Wherever a line in the data below holds "getResourceBundle", copy that line.

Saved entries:
◇ ◇ ◇ ◇ ◇ ◇ ◇

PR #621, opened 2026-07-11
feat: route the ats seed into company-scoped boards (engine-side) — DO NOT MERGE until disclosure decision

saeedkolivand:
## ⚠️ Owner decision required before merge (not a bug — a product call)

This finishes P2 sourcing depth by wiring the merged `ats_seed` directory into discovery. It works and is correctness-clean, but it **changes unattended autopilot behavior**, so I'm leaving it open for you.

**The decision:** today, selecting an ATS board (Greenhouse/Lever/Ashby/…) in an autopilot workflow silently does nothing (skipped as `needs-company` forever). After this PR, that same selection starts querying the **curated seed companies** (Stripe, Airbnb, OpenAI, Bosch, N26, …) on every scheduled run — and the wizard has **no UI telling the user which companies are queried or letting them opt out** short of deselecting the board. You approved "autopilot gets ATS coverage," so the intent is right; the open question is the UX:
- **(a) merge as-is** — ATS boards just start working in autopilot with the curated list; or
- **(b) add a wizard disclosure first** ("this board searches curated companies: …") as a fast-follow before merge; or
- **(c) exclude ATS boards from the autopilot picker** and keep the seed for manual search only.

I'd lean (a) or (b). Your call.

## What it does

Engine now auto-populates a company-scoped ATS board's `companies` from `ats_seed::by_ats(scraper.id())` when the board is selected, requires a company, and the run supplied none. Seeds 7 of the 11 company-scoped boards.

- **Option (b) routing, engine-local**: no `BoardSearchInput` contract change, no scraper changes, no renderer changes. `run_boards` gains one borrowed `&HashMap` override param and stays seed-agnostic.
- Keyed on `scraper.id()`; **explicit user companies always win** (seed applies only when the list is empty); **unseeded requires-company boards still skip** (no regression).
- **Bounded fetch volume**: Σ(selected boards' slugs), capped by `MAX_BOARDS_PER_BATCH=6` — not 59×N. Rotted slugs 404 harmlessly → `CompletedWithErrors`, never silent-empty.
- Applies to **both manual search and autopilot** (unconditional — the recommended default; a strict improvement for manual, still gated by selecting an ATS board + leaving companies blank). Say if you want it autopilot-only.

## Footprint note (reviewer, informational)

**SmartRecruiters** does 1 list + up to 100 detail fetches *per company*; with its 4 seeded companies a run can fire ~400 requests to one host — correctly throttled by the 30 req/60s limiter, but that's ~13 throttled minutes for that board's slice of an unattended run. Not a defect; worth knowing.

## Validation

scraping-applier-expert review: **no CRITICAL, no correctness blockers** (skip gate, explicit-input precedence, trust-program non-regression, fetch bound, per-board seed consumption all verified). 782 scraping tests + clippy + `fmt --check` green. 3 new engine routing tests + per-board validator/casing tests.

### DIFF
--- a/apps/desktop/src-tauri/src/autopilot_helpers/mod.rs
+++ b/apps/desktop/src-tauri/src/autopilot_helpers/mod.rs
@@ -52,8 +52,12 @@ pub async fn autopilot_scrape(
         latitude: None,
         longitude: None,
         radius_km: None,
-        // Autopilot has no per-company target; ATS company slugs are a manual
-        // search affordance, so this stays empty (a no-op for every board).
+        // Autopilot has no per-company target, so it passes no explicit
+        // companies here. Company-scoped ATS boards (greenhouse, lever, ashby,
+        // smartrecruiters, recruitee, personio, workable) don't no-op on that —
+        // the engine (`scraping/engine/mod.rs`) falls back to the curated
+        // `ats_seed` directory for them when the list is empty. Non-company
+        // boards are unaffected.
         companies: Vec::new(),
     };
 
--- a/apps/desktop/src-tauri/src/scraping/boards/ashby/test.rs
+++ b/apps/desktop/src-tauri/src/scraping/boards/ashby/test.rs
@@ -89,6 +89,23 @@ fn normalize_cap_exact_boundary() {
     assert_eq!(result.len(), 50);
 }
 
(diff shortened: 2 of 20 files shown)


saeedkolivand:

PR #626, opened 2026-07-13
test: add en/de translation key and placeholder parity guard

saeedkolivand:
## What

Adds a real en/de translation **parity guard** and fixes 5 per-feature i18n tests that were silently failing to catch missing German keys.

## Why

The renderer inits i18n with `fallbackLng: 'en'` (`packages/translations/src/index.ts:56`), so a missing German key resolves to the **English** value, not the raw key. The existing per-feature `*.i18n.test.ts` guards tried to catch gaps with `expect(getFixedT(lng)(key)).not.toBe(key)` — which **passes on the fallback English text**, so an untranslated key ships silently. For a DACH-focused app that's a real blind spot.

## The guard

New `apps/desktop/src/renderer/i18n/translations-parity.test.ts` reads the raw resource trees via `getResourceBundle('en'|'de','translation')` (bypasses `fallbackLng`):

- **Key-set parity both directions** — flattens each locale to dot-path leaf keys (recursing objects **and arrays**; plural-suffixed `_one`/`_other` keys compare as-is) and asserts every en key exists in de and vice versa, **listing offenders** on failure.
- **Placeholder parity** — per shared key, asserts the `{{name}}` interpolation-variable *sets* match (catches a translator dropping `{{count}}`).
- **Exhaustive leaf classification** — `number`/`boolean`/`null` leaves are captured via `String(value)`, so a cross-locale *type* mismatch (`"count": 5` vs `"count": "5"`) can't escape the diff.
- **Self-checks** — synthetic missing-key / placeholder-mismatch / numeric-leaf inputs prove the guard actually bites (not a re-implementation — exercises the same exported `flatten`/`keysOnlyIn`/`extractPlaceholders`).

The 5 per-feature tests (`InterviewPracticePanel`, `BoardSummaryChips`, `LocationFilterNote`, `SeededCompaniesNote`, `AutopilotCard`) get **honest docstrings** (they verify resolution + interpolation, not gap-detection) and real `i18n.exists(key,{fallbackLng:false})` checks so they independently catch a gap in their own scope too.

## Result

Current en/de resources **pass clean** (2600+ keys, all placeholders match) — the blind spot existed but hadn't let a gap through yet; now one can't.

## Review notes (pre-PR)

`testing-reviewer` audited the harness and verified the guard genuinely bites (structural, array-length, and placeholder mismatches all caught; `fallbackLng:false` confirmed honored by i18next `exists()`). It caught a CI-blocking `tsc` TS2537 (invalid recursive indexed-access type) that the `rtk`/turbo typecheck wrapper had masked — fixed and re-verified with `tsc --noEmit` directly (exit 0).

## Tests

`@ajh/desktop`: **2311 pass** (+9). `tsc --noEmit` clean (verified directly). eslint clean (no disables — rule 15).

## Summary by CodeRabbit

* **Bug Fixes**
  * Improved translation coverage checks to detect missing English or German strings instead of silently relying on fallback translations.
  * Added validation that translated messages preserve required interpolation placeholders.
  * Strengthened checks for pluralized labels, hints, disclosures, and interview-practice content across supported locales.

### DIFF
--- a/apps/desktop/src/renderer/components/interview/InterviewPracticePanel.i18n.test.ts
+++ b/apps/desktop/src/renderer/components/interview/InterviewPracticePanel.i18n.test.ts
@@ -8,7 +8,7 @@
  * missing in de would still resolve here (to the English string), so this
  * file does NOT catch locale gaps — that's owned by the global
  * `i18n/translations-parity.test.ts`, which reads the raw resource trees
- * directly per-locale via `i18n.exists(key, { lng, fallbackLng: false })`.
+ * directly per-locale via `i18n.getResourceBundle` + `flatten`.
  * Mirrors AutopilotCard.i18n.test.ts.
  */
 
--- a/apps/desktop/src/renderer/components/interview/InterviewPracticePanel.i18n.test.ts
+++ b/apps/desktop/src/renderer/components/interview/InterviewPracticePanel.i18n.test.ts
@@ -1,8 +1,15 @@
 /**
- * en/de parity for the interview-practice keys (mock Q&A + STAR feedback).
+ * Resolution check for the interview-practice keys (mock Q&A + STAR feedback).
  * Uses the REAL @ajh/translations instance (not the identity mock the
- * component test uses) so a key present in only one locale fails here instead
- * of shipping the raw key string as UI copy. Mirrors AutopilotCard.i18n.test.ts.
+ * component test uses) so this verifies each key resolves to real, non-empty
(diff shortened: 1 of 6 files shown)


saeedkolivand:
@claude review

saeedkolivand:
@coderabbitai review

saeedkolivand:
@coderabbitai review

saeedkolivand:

◇ ◇ ◇ ◇ ◇ ◇ ◇

Response area:
New `apps/desktop/src/renderer/i18n/translations-parity.test.ts` reads the raw resource trees via `getResourceBundle('en'|'de','translation')` (bypasses `fallbackLng`):
+ * directly per-locale via `i18n.getResourceBundle` + `flatten`.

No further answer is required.